Stored items from a collection
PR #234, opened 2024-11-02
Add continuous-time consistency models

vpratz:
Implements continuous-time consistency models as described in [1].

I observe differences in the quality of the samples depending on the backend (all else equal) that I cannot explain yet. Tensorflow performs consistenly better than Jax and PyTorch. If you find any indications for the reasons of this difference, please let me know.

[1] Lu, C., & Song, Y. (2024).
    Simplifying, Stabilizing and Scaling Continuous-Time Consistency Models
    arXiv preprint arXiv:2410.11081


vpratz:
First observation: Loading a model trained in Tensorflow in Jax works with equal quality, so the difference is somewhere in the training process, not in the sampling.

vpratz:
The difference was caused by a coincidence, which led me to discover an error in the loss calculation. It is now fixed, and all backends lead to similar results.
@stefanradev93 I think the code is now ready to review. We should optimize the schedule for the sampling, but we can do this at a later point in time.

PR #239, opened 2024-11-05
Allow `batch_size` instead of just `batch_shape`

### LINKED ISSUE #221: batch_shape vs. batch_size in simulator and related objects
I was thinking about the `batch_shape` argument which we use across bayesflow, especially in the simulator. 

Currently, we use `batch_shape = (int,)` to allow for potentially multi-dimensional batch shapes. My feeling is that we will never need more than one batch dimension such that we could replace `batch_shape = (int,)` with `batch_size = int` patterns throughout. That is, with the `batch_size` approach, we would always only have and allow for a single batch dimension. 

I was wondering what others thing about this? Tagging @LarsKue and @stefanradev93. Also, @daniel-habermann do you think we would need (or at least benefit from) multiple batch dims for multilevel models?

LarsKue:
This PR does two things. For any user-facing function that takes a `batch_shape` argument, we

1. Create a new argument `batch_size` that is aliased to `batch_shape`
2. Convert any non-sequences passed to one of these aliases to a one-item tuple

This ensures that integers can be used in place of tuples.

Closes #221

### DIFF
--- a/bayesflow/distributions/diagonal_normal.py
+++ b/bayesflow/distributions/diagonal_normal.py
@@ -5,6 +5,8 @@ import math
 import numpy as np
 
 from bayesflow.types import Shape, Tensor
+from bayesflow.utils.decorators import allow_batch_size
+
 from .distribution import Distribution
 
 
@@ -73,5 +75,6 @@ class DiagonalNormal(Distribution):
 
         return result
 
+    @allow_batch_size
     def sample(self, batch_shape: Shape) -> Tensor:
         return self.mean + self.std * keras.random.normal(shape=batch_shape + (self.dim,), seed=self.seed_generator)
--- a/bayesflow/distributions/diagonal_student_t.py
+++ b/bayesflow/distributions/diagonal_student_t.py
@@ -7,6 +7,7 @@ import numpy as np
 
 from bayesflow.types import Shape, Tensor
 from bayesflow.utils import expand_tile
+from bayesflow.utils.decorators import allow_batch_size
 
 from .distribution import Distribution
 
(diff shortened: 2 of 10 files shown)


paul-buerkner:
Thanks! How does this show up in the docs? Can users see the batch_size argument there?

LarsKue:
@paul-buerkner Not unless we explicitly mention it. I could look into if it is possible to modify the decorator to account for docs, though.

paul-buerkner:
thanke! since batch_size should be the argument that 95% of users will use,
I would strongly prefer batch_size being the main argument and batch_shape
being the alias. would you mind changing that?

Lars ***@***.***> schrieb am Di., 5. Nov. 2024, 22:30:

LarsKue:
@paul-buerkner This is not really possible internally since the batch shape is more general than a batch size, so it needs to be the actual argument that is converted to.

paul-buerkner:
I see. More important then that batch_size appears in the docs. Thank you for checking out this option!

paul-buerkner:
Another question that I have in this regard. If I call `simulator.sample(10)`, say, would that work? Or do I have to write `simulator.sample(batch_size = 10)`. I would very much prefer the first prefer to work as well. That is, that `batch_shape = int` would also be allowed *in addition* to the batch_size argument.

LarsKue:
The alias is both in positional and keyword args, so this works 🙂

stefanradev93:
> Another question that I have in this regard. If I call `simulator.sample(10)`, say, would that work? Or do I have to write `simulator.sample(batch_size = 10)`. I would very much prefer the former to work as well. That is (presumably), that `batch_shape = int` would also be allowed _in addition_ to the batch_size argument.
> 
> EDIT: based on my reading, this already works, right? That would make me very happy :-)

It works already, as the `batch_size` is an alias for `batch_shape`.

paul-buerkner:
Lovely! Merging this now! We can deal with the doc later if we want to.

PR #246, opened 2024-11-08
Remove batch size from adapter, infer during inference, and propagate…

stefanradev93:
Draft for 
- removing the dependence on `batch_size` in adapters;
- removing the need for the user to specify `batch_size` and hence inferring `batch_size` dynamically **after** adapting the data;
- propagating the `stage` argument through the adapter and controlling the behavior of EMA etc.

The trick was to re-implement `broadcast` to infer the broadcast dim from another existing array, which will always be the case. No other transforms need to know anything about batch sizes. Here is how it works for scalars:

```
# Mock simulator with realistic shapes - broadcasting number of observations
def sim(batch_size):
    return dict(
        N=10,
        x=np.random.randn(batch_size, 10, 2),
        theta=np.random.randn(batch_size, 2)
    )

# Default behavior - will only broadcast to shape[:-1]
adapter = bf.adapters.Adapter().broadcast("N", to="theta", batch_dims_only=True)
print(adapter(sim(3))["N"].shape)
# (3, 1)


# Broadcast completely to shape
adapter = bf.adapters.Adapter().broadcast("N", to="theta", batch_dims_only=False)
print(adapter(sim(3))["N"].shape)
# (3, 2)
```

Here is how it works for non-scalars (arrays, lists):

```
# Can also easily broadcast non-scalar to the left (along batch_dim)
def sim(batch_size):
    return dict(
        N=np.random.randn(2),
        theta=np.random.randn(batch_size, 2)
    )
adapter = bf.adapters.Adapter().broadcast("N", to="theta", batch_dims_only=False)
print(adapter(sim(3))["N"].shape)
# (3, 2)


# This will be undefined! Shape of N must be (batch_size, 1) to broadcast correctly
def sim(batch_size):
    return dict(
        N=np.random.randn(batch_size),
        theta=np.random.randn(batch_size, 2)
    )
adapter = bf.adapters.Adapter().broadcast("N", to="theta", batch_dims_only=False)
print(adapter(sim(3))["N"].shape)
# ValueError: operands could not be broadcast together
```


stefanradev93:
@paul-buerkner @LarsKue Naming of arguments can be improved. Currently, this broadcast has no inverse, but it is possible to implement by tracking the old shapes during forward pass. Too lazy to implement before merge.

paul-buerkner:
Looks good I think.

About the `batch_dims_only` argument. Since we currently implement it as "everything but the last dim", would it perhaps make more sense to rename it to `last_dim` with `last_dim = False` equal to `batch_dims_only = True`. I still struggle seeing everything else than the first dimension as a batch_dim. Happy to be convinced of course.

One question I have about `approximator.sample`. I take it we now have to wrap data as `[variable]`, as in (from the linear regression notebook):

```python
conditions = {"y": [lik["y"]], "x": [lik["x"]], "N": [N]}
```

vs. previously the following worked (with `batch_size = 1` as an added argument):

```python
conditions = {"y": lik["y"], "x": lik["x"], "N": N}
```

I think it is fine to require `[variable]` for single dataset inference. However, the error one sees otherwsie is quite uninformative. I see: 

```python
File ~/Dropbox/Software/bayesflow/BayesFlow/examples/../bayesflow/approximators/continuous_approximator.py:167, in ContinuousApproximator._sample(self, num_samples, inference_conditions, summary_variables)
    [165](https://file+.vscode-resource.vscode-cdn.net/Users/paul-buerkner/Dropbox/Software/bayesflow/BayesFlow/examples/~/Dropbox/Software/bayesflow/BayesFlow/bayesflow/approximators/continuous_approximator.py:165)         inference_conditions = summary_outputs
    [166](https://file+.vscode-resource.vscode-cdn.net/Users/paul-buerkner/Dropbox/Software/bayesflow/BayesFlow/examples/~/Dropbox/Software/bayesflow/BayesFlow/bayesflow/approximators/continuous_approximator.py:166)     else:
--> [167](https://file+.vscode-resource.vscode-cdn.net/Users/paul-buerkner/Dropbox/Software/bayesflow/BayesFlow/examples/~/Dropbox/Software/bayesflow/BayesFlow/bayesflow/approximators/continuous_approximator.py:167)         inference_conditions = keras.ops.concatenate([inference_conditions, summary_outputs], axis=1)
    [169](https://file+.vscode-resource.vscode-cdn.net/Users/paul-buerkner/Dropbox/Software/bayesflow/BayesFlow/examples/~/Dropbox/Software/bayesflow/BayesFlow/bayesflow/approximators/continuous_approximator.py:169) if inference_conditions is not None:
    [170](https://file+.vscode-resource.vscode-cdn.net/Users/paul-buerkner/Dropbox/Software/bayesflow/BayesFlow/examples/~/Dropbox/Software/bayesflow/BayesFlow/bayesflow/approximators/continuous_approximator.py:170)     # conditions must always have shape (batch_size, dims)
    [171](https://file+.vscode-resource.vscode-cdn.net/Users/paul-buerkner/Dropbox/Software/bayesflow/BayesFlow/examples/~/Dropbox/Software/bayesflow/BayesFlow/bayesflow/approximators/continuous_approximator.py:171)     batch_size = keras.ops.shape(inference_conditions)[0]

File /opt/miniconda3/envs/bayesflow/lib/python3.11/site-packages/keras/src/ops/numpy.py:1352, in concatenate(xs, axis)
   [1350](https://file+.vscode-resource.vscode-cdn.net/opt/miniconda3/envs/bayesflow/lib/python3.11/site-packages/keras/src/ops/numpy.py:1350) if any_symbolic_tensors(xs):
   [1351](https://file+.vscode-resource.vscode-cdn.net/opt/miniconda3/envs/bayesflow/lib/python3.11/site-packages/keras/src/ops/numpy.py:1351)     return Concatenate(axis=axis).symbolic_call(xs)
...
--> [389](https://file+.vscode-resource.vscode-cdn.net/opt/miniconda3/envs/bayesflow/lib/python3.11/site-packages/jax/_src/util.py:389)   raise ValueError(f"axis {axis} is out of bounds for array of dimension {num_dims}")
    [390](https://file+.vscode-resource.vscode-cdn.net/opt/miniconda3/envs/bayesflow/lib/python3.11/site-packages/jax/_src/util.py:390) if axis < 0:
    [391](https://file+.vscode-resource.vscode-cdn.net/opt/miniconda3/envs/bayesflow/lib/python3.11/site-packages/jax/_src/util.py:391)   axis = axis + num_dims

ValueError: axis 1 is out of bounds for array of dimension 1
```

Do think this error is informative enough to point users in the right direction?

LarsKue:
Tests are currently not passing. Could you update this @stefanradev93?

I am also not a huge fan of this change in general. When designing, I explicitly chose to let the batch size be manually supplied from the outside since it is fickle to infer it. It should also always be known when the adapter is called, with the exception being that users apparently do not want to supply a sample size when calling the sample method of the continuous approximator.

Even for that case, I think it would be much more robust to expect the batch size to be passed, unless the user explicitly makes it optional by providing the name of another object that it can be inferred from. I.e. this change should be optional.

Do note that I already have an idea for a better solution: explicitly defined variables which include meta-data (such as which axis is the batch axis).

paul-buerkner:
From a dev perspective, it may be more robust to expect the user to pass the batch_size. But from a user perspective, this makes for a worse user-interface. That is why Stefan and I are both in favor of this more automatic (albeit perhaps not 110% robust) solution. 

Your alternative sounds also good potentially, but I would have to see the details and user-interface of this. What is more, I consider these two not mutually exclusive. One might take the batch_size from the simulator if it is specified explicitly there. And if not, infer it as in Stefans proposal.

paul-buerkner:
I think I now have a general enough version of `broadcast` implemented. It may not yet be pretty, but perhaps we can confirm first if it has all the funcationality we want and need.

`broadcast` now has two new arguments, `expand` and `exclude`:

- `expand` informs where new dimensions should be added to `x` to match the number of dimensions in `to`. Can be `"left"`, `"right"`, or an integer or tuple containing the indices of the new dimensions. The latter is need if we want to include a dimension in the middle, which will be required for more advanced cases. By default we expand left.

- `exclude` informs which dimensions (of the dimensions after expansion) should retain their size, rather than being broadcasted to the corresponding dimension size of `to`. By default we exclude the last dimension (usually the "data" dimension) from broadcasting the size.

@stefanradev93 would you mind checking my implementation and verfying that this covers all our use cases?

**WORK INSTRUCTION**
From the records above, quote only the lines running from the line with "instead of just" to the line with "I was thinking", both lines included.

**ANSWER SECTION**
Allow `batch_size` instead of just `batch_shape`

### LINKED ISSUE #221: batch_shape vs. batch_size in simulator and related objects
I was thinking about the `batch_shape` argument which we use across bayesflow, especially in the simulator. 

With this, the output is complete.